Alguien puede ayudarme por favor?
PD: Adjunto una imagen del circuito que pude hacer.


----------



## MrCarlos (Jun 16, 2012)

Hola rpmp707

Por medio de la entrada M(8) le puedes decir al 74181 que quieres efectuar una función aritmética si es nivel bajo o lógica si es nivel alto.

Luego, según entiendo, después de ingresar los operandos, el circuito debe hacer en secuencia 4 operaciones, ya sean aritméticas o lógicas.

Para lograrlo debes programar las entradas S0(6), S1(5), S2(4), S3(3) con el código de la función que quieres que realiza el 74181.
Supongo que ya conoces esos códigos. Aquí abajo están los códigos para las funciones aritméticas que puede realizar el ALU.

Ejemplo F=9 suma el operando A con el operando B y pone el resultado en las salidas F.
Programar el 9 en las entradas S sería así:
S0=1
S1=0
S2=0
S3=1

Suponiendo que en seguida quieres realizar la función F=0 que es restar 1 al calor de A.
Entonces tienes que programar en las S todas en cero.

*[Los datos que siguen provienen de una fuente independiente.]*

PR #88592, opened 2022-07-18
Add variable shadowing to Painless

jdconrad:
This adds variable shadowing to Painless where a variable with the same name in a parent block may be re-declared as a different type and different value in a sub block.

WIP as this needs extensive testing added.


jdconrad:
Closing this as we have decided to encapsulate op for update/ingest contexts as part of metadata instead of a top-level variable on a script.

PR #88593, opened 2022-07-18
Reduce boilerplate in plugins utils tests

rjernst:
Tests for PluginsUtils need to create many different plugin descriptors.
But the vast majority of these just need a plugin name and dependencies.
This commit adds a utility method to simplify these tests.

### DIFF
--- a/server/src/test/java/org/elasticsearch/plugins/PluginsUtilsTests.java
+++ b/server/src/test/java/org/elasticsearch/plugins/PluginsUtilsTests.java
@@ -21,7 +21,6 @@ import java.io.InputStream;
 import java.net.URL;
 import java.nio.file.Files;
 import java.nio.file.Path;
-import java.util.Arrays;
 import java.util.Collections;
 import java.util.HashMap;
 import java.util.LinkedHashSet;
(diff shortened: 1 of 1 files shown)


jdconrad (approved):
LGTM

server/src/test/java/org/elasticsearch/plugins/PluginsUtilsTests.java
```diff
@@ -38,6 +37,21 @@
 @LuceneTestCase.SuppressFileSystems(value = "ExtrasFS")
 public class PluginsUtilsTests extends ESTestCase {
 
+    PluginDescriptor newTestDescriptor(String name, List<String> deps) {
```
stu-elastic, line 40: Maybe make deps variadic to avoid list creation by caller?

stu-elastic (approved):
lgtm, minor suggestion.

server/src/test/java/org/elasticsearch/plugins/PluginsUtilsTests.java
rjernst: We have to create a List for the descriptor regardless.

PR #88594, opened 2022-07-18
Better handling for missing bind_dn for AD impersonate

### LINKED ISSUE #81137: Run as / impersonate should give better error when used in conjunction with an Active Directory realm
**Elasticsearch version** (`bin/elasticsearch --version`): 7.15.0

**Plugins installed**: [none]

**JVM version** (`java -version`): bundled

**OS version** (`uname -a` if on a Unix-like system): CentOS 7

The error displayed (under Step 3), is not helpful. The [Active Directory Realm config](https://www.elastic.co/guide/en/elasticsearch/reference/current/active-directory-realm.html) states that

> The use of a bind user enables the run as feature to be used with the Active Directory realm and the ability to maintain a set of pooled connections to Active Directory. These pooled connection reduce the number of resources that must be created and destroyed with every user authentication.

The error message should reflect that statement.

**Steps to reproduce**:

 1. Configure an Active Directory Realm without a bind_dn
 2. Run the impersonate API against the `_security/_authenticate` API. using a curl similar to `curl -H "es-security-runas-user: active-directory-username" -u elastic .../_security/_authenticate`
 3. Now you should see this error
```
"action [cluster:admin/xpack/security/user/authenticate] is unauthorized for user [elastic] run as [active-directory-username] with roles [], this action is granted by the cluster privileges [manage_security,all]"
```

1. Add the bind_dn
2. Run the same command as above
3. Now you see the groups, roles and everything listed.

jakelandis:
This commit allows the authentication to stop processing if a setting is not 
compatible with the given workflow for LDAP/AD realms. Specifically, the
authentication can now be stopped when a bind_dn user is not configured 
for the AD realm when doing impersonation. 

Normally, we would not want to halt authentication for the in-ability to authenticate (or lookup)
to a realm. However, this is a special case such that if it were possible we would block
startup due to a mis configuration we would. However, in this case the configuration is correct
except for when you are impersonating which is only known at runtime. Without this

Por lo tanto debes diseñar un Secuenciador(Decodificador) que te de, precisamente la secuencia de combinaciones de números para los códigos de las funciones que quieras utilizar.

M=0 Arithmetic. (Note **)

F=0, [A minus 1], Quiere Decir: (A-1)
F=1, [AB minus 1], Quiere Decir: (A AND B) - 1
F=2, [AnB minus 1], Quiere Decir: (A AND nB) -1
F=3, [minus 1], Quiere Decir: - 1
F=4, [A plus (A + nB)], Quiere Decir: A + (A OR nB)
F=5, [AB plus (A + nB)], Quiere Decir: (A AND B) + (A OR nB)
F=6, [A minus B minus 1], Quiere Decir: (A - B) - 1
F=7, [A + nB], Quiere Decir: (A OR nB)
F=8, [A plus (A + B)], Quiere Decir: A + (A OR B)
F=9, [A plus B], Quiere Decir: A + B
F=A, [AnB plus (A + B)], Quiere Decir: (A AND nB) + (A OR B)
F=B, [A + B], Quiere Decir: (A OR B)
F=C, [A plus A*], Quiere Decir: A + A (Note *)
F=D, [AB plus A], Quiere Decir: (A AND B) + A
F=E, [AnB minus A], Quiere Decir: (A AND nB) - A
F=F, [A], Quiere Decir: A

Notes: * Each bit is shifted to the next most significant position.
** Arithmetic operations expressed in 2's complement notation.

F= Función.
A= Operando A.
B= Operando B.
- Es Restar.
+ Es Sumar.
AND = Efectua La Función Lógica AND.
OR = Efectua La Funcion Lógica OR
nX = Complemento de X.

saludos
a sus ordenes


----------



## rpmp707 (Jun 16, 2012)

Ok, entendí, y como puede observar en la imagen que adjunte logre hacer el circuito pero ni idea con que elementos o como empezar a hacer el secunciador. 
Si me podría guiar cómo agregrarle y que agregar al circuito del que ya dispongo (puede ver que es muuuuy básico) para que haga lo que necesito se lo agradecería =).


----------



## MrCarlos (Jun 16, 2012)

Hola rpmp707

Puesto que van a ser 4 funciones las que pretendes realizar debes utilizar un contador de 0 a 3.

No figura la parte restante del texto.